> [WORK ITEM]
Would you return the lines between the one holding "Eventually CDRIVER-697 will" and the one holding "There are also", inclusive, and only those, exactly as they stand in the listing below?

*** Opening SUPPLIED DATA ***

PR #254, opened 2015-07-29
Removed memory leak in function mongoc_database_has_collection

canella:
If an invalid namespace is supplied to mongoc_database_has_collection the cursor that is used in this function is not freed causing a memory leak every time the function is called. This leads to a drastic increase in memory consumption if the function is called frequently.

### DIFF
--- a/src/mongoc/mongoc-database.c
+++ b/src/mongoc/mongoc-database.c
@@ -613,13 +613,15 @@ mongoc_database_has_collection (mongoc_database_t *database,
    BSON_APPEND_UTF8 (&filter, "name", name);
 
    cursor = mongoc_database_find_collections (database, &filter, error);
-
-   if (!cursor ||
-       (error &&
-        ((error->domain != 0) ||
-         (error->code != 0)))) {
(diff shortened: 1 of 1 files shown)


canella:
Two pictures showing the memory consumption before and after applying the fix. In both cases the program ran over a minute while calling the function continuously.

mongoc_database_has_collection_fix
mongoc_database_has_collection_nofix

src/mongoc/mongoc-database.c
```diff
@@ -618,6 +618,7 @@ mongoc_database_has_collection (mongoc_database_t *database,
        (error &&
         ((error->domain != 0) ||
          (error->code != 0)))) {
+      mongoc_cursor_destroy( cursor );
```
bjori: If we enter this clause with !cursor then mongoc_cursor_destroy() is going to be very pissed off.

canella: You are of course right, I had only tested it with an error, not an invalid cursor. I will fix this tonight by separating the if clause for cursor and error.

ajdavis:
Thanks for the contribution!

PR #255, opened 2015-07-29
MFH

bjori:
We really should do this more frequently.


src/mongoc/mongoc-topology-scanner-private.h
```diff
@@ -94,8 +93,7 @@ mongoc_topology_scanner_node_destroy (mongoc_topology_scanner_node_t *node,
 
 void
 mongoc_topology_scanner_start (mongoc_topology_scanner_t *ts,
-                               int32_t timeout_msec,
-                               bool obey_cooldown);
+                               int32_t                    timeout_msec);
```
ajdavis: obey_cooldown will be *deleted* by this merge?

tests/test-mongoc-client.c
```diff
@@ -686,6 +927,15 @@ test_mongoc_client_ipv6 (void)
 void
 test_client_install (TestSuite *suite)
 {
+   bool local;
+   local = !getenv ("MONGOC_DISABLE_MOCK_SERVER");
```
ajdavis: This was never right, let's not reintroduce the "local" bool or the MONGOC_DISABLE_MOCK_SERVER env var. We should always run the mock server tests.

src/mongoc/mongoc-topology-scanner-private.h
bjori: Fixed nice catch

tests/test-mongoc-client.c
bjori: fixed

ajdavis:
Thank you!!

PR #259, opened 2015-08-17
B-0 fixed critical error with connection pools

jsbattig:
In its current state connection pool doesn't work at all.
Object on pool are continuously destroyed every time an object is popped from it generating constant reconnections.


jsbattig:
I think my bad on this one. apparently it works as designed, but min_pool_size will be better to default to a value > 0

ajdavis:
Thanks for the info, would you like to file a bug report at jira.mongodb.org
in the "CDRIVER" project so we can discuss it there?

jsbattig:
I will, it's probably not a "bug" but it's an issue...

ajdavis:
Thanks for bringing it to our attention.

jsbattig:
No problem.
I created an issue for you guys to think about it if you want to do
something.

Sebastian

PR #260, opened 2015-08-20
B-0 fixed seek method. Bad interpretation of seek_end mode. it should…

jsbattig:
… seek from one byte more than number of bytes written. seek_end with offset zero should put pointer exactly at the end ready to receive more data

### DIFF
--- a/src/mongoc/mongoc-gridfs-file.c
+++ b/src/mongoc/mongoc-gridfs-file.c
@@ -709,7 +709,7 @@ mongoc_gridfs_file_seek (mongoc_gridfs_file_t *file,
       offset = file->pos + delta;
       break;
    case SEEK_END:
-      offset = (file->length - 1) + delta;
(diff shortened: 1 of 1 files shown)


ajdavis:
Thanks for this, and sorry again for the delay. Over the next six weeks @ksuarz and I will address your concerns about the GridFS implementation.

For this pull request, we can accept it if you add a test to test-mongoc-gridfs-file-page.c that demonstrates the original bug and shows how your patch fixes it.

Thank you!

ksuarz:
Apologies for the delay. I'm taking a look at this, and I've opened a ticket in our JIRA project:

https://jira.mongodb.org/browse/CDRIVER-839

ksuarz:
Thanks @jsbattig , after examining the seeking behavior you're totally right. We'll merge this pull request and then add new tests to ensure the proper behavior.

PR #262, opened 2015-08-31
allow driver to use mongoc-log-private

remicollet:
the mongo-php-driver-prototype (pecl ext mongodb 1.0.0alpha2) needs this.


bjori:
Thanks!

remicollet:
Fast!
thanks

PR #264, opened 2015-09-03
edits .gitmodules, fixes libbson url

rubicks:
was getting socket error timeouts on `git submodule update --init` within `autogen.sh`, this change makes it work as intended.

### DIFF
--- a/.gitmodules
+++ b/.gitmodules
@@ -1,3 +1,3 @@
 [submodule "src/libbson"]
 	path = src/libbson
-	url = git://github.com/mongodb/libbson.git
+	url = https://github.com/mongodb/libbson.git


ajdavis:
Interesting. You may be behind a proxy or firewall that blocks the git protocol but allows HTTPS. Does `git clone git://github.com/mongodb/libbson.git` in a separate directory work for you, or does that time out also?

rubicks:
Here's what that looks like for me:

    $ git clone git://github.com/mongodb/libbson.git
    Cloning into 'libbson'...
    fatal: unable to connect to github.com:
    github.com[0: 192.30.252.128]: errno=Operation timed out

I think we're agreed: my employer's firewall is probably to blame. Would my edit break anything for other people?

ajdavis:
Thanks! @rozza pointed out to me that Github recommends HTTPS:

https://help.github.com/articles/which-remote-url-should-i-use/#cloning-with-https-recommended

rubicks:
Sweet! Thanks @ajdavis

PR #270, opened 2015-09-17
CDRIVER-851: Negative wtimeout values are invalid

jmikola:
https://jira.mongodb.org/browse/CDRIVER-851

### DIFF
--- a/src/mongoc/mongoc-write-concern.c
+++ b/src/mongoc/mongoc-write-concern.c
@@ -198,13 +198,20 @@ mongoc_write_concern_get_wtimeout (const mongoc_write_concern_t *write_concern)
  * @wtimeout_msec: Number of milliseconds before timeout.
  *
  * Sets the number of milliseconds to wait before considering a write
- * request as failed.
+ * request as failed. A value of 0 indicates no write timeout.
+ *
+ * The @wtimeout_msec parameter must be positive or zero. Negative values will
+ * be ignored.
  */
 void
 mongoc_write_concern_set_wtimeout (mongoc_write_concern_t *write_concern,
                                    int32_t            wtimeout_msec)
 {
    BSON_ASSERT (write_concern);
+
+   if (wtimeout_msec < 0) {
+      return;
+   }
 
    if (!_mongoc_write_concern_warn_frozen(write_concern)) {
       write_concern->wtimeout = wtimeout_msec;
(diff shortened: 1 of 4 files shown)


src/mongoc/mongoc-write-concern.c
```diff
@@ -205,6 +205,7 @@ mongoc_write_concern_set_wtimeout (mongoc_write_concern_t *write_concern,
                                    int32_t            wtimeout_msec)
 {
    bson_return_if_fail(write_concern);
+   bson_return_if_fail(wtimeout_msec >= 0);
```
jmikola: This is prone to printing the following on stderr when running the tests with a debug build:

```
mongoc_write_concern_set_wtimeout(): precondition failed: wtimeout_msec >= 0
```

I talked with @ajdavis about the downsides of using `bson_return_if_fail()` to check user input, noting that it is compiled out of non-debug builds; however, we agreed it best to deal with that in a separate ticket (likely an epic).

In this case, is there anything I can do to avoid spamming stderr when tests are executed? Do any other tests trigger these `bson_return_*()` conditions?

ajdavis: That's a great question. I think you should not use bson_return_if_fail, even though using it is consistent with the surrounding code. In this case, consistency with bad code is bad. As long as we are improving the driver by validating wtimeout_msec, and improving it further by adding good tests, let's be inconsistent: if wtimeout_msec < 0, MONGOC_WARN the user and refuse to set the value.

If you would like to add a test framework feature to catch and verify the warning instead of printing it to stderr, that'd be awesome. Otherwise I can come in after you and do that.

Eventually CDRIVER-697 will require a wholesale replacement of bson_return_if_fail to validate user input, along with tests of the improved validation. In the meantime, let's head in that direction incrementally instead of adding more bad uses of bson_return_if_fail.

bjori: The MONGOC_WARNING() and friends are problematic for drivers built on top of mongoc.
It has no semantical understanding of what raised the warning or how to convey that to the caller.

If a function cal fail it must report that in form of a return value or out param. Or invent errno.

This specific case can be fixed by documenting it to be a programming error to pass wtimeout < 0, and say such value will be ignored.

The bson_return_if_fail() are for checking complex types/pointers, not to validate their value.
Illegal values should be checked for by normal input validation.

jmikola:
Updated functions and documentation to ignore negative `wtimeout_msec` values. I think this is ready for a second look.

ajdavis:
LGTM.


---

Review status: 0 of 4 files reviewed at latest revision, all discussions resolved, all commit checks successful.

---



Comments from the [review on Reviewable.io](https://reviewable.io:443/reviews/mongodb/mongo-c-driver/270)

ajdavis:
<sup>**[doc/mongoc_write_concern_set_wmajority.page, line 24 \[r2\]](https://reviewable.io:443/reviews/mongodb/mongo-c-driver/270#-K02a7u3qP6bnriSkxtB)** ([raw file](https://github.com/mongodb/mongo-c-driver/blob/934dd338b3717e5235659b20d9349e7dfd3f6365/doc/mongoc_write_concern_set_wmajority.page#L24)):</sup>
Glad to see a grammatical fix slipped in with the technical improvement.


---


Comments from the [review on Reviewable.io](https://reviewable.io:443/reviews/mongodb/mongo-c-driver/270)

PR #277, opened 2015-09-29
CDRIVER-886: fix wrong HTML docs configure flag

ksuarz:
Second attempt, now with correct names.

The correct flag is `--enable-html-docs`.


bjori:
kudos

PR #281, opened 2015-10-02
CDRIVER-822: clean generated documentation

ksuarz:
Running `make clean` now also cleans the generated HTML documentation and man pages. Yelp HTML files have been added to `CLEANFILES` as well.

There are also new rules for cleaning just the documentation: "html-clean" and "man-clean".

Thanks @bjori for the help and suggestions!


bjori:
Thanks!

PR #283, opened 2015-10-04
CDRIVER-903: Hinted cursors should still apply read prefs

jmikola:
https://jira.mongodb.org/browse/CDRIVER-903

Note: you may want to double-check that the test adjustments. I'm not too familiar with how the request mocking works with respect to topology types, but I assumed that it was mainly using standalone connections, where slaveOk would be injected.

### DIFF
--- a/src/mongoc/mongoc-client.c
+++ b/src/mongoc/mongoc-client.c
@@ -1159,7 +1159,7 @@ mongoc_client_command_simple (mongoc_client_t           *client,
                               bson_error_t              *error)
 {
    return _mongoc_client_command_simple_with_hint (client, db_name, command,
-                                                   read_prefs, reply, 0, error);
+                                                   read_prefs, false, reply, 0, error);
 }
 
 bool
@@ -1167,6 +1167,7 @@ _mongoc_client_command_simple_with_hint (mongoc_client_t           *client,
                                          const char                *db_name,
                                          const bson_t              *command,
                                          const mongoc_read_prefs_t *read_prefs,
+                                         bool                       is_write_command,
                                          bson_t                    *reply,
                                          uint32_t                   hint,
                                          bson_error_t              *error)
@@ -1183,6 +1184,7 @@ _mongoc_client_command_simple_with_hint (mongoc_client_t           *client,
                                    command, NULL, read_prefs);
 
    cursor->hint = hint;
+   cursor->is_write_command = true;
 
    ret = mongoc_cursor_next (cursor, &doc);
 
--- a/src/mongoc/mongoc-cursor-private.h
+++ b/src/mongoc/mongoc-cursor-private.h
@@ -55,14 +55,15 @@ struct _mongoc_cursor_t
    uint32_t                   hint;
    uint32_t                   stamp;
 
-   unsigned                   is_command   : 1;
-   unsigned                   sent         : 1;
-   unsigned                   done         : 1;
-   unsigned                   failed       : 1;
-   unsigned                   end_of_event : 1;
-   unsigned                   in_exhaust   : 1;
-   unsigned                   redir_primary: 1;
-   unsigned                   has_fields   : 1;
+   unsigned                   is_command      : 1;
+   unsigned                   sent            : 1;
+   unsigned                   done            : 1;
+   unsigned                   failed          : 1;
+   unsigned                   end_of_event    : 1;
+   unsigned                   in_exhaust      : 1;
+   unsigned                   redir_primary   : 1;
+   unsigned                   has_fields      : 1;
+   unsigned                   is_write_command: 1;
 
    bson_t                     query;
    bson_t                     fields;
--- a/tests/test-mongoc-collection.c
+++ b/tests/test-mongoc-collection.c
@@ -1451,7 +1451,7 @@ test_aggregate_legacy (void *data)
 
    /* no "cursor" argument */
    request = mock_server_receives_command (
-      server, "db", MONGOC_QUERY_NONE,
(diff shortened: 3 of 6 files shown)


tests/test-bulk.c
```diff
@@ -1557,7 +1557,7 @@ _test_write_concern (bool has_write_commands, bool ordered)
       request = mock_server_receives_command (
          mock_server,
          "test",
-         MONGOC_QUERY_NONE,
+         MONGOC_QUERY_SLAVE_OK,
```
ajdavis: It seems minorly buggy to me that the driver now sets SlaveOk on write commands. Server Selection Spec: ["clients MUST always set the slaveOK wire protocol flag on reads"](https://github.com/mongodb/specifications/blob/master/source/server-selection/server-selection.rst#topology-type-single). It's reasonable to infer that it shouldn't set SlaveOk on writes, and other drivers (PyMongo) don't, that I know of.

Worse, I think the driver will now send $readPreference in write commands when connected to a single mongos?

The reason it didn't set SlaveOk / $readPreference on writes before, is because write commands set the cursor's hint:

https://github.com/mongodb/mongo-c-driver/blob/1941a0a6fd7271ac26d7a3a152df30f810a662a8/src/mongoc/mongoc-client.c#L1186-L1186

The hint comes from a call to _mongoc_client_preselect up in _mongoc_write_command_execute. Call stack, most recent call on top:
```
_mongoc_cursor_query mongoc-cursor.c:602
_mongoc_cursor_next mongoc-cursor.c:948
mongoc_cursor_next mongoc-cursor.c:876
_mongoc_client_command_simple_with_hint mongoc-client.c:1188
_mongoc_write_command mongoc-write-command.c:889
_mongoc_write_command_execute mongoc-write-command.c:961
```
It works by accident: since write commands always set a hint on the cursor, they aren't sent with SlaveOk.

Now, I think, we need a private bool member is_write_command, and a private function 
```
_mongoc_cursor_set_write_command (cursor, bool)
```
If the bool is set, don't apply read preferences. 

I guess _mongoc_client_command_simple_with_hint needs an is_write_command parameter now, too, so _mongoc_write_command can pass it as "true".

src/mongoc/mongoc-cursor-private.h
```diff
@@ -55,14 +55,15 @@ struct _mongoc_cursor_t
...
-   unsigned                   has_fields   : 1;
+   unsigned                   is_command      : 1;
+   unsigned                   sent            : 1;
+   unsigned                   done            : 1;
+   unsigned                   failed          : 1;
+   unsigned                   end_of_event    : 1;
+   unsigned                   in_exhaust      : 1;
+   unsigned                   redir_primary   : 1;
+   unsigned                   has_fields      : 1;
+   unsigned                   is_write_command: 1;
```
jmikola: ASCII art for @samantharitter :+1:

src/mongoc/mongoc-client.c
```diff
@@ -1183,6 +1184,7 @@ _mongoc_client_command_simple_with_hint (mongoc_client_t           *client,
                                    command, NULL, read_prefs);
 
    cursor->hint = hint;
+   cursor->is_write_command = true;
```
jmikola: I reasoned that we didn't need a private setter function, since the driver already has access to the cursor struct.

ajdavis:
Almost there!


---

Reviewed 6 of 6 files at r1.
Review status: all files reviewed at latest revision, 3 unresolved discussions, all commit checks successful.

---

<sup>**[src/mongoc/mongoc-cursor.c, line 651 \[r1\]](https://reviewable.io:443/reviews/mongodb/mongo-c-driver/283#-K07Z0kpFH4kIHAa7nS2)** ([raw file](https://github.com/mongodb/mongo-c-driver/blob/2282e159ede254b5f255435c40360ee5eef40521/src/mongoc/mongoc-cursor.c#L651)):</sup>
Let's refactor this repeated logic.


---

<sup>**[tests/test-mongoc-collection.c, line 1802 \[r1\]](https://reviewable.io:443/reviews/mongodb/mongo-c-driver/283#-K07YUf2x3Nb1EfHoto5)** ([raw file](https://github.com/mongodb/mongo-c-driver/blob/2282e159ede254b5f255435c40360ee5eef40521/tests/test-mongoc-collection.c#L1802)):</sup>
Do we need this change?


---

<sup>**[tests/test-mongoc-collection.c, line 1844 \[r1\]](https://reviewable.io:443/reviews/mongodb/mongo-c-driver/283#-K07YhKft7fdPKmSYGSL)** ([raw file](https://github.com/mongodb/mongo-c-driver/blob/2282e159ede254b5f255435c40360ee5eef40521/tests/test-mongoc-collection.c#L1844)):</sup>
Do we need this change for some reason?


---


Comments from the [review on Reviewable.io](https://reviewable.io:443/reviews/mongodb/mongo-c-driver/283)

tests/test-mongoc-collection.c
```diff
@@ -1451,7 +1451,7 @@ test_aggregate_legacy (void *data)
 
    /* no "cursor" argument */
    request = mock_server_receives_command (
-      server, "db", MONGOC_QUERY_NONE,
+      server, "db", MONGOC_QUERY_SLAVE_OK,
```
jmikola: > Do we need this change?

The test does fail without this change. The only other use of mock_server_receives_command() in this file (excluding the other aggregate test below) was for an insert command, which we've decided not to inject slaveOk into per earlier discussion.

jmikola:
Superseded by #292, which contains requested revisions from this PR re-opened against the master branch.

*** Closing SUPPLIED DATA ***

> [SOLUTION TO THE EXERCISE]
Eventually CDRIVER-697 will require a wholesale replacement of bson_return_if_fail to validate user input, along with tests of the improved validation. In the meantime, let's head in that direction incrementally instead of adding more bad uses of bson_return_if_fail.

bjori: The MONGOC_WARNING() and friends are problematic for drivers built on top of mongoc.
It has no semantical understanding of what raised the warning or how to convey that to the caller.

If a function cal fail it must report that in form of a return value or out param. Or invent errno.

This specific case can be fixed by documenting it to be a programming error to pass wtimeout < 0, and say such value will be ignored.

The bson_return_if_fail() are for checking complex types/pointers, not to validate their value.
Illegal values should be checked for by normal input validation.

jmikola:
Updated functions and documentation to ignore negative `wtimeout_msec` values. I think this is ready for a second look.

ajdavis:
LGTM.


---

Review status: 0 of 4 files reviewed at latest revision, all discussions resolved, all commit checks successful.

---



Comments from the [review on Reviewable.io](https://reviewable.io:443/reviews/mongodb/mongo-c-driver/270)

ajdavis:
<sup>**[doc/mongoc_write_concern_set_wmajority.page, line 24 \[r2\]](https://reviewable.io:443/reviews/mongodb/mongo-c-driver/270#-K02a7u3qP6bnriSkxtB)** ([raw file](https://github.com/mongodb/mongo-c-driver/blob/934dd338b3717e5235659b20d9349e7dfd3f6365/doc/mongoc_write_concern_set_wmajority.page#L24)):</sup>
Glad to see a grammatical fix slipped in with the technical improvement.


---


Comments from the [review on Reviewable.io](https://reviewable.io:443/reviews/mongodb/mongo-c-driver/270)

PR #277, opened 2015-09-29
CDRIVER-886: fix wrong HTML docs configure flag

ksuarz:
Second attempt, now with correct names.

The correct flag is `--enable-html-docs`.


bjori:
kudos

PR #281, opened 2015-10-02
CDRIVER-822: clean generated documentation

ksuarz:
Running `make clean` now also cleans the generated HTML documentation and man pages. Yelp HTML files have been added to `CLEANFILES` as well.

There are also new rules for cleaning just the documentation: "html-clean" and "man-clean".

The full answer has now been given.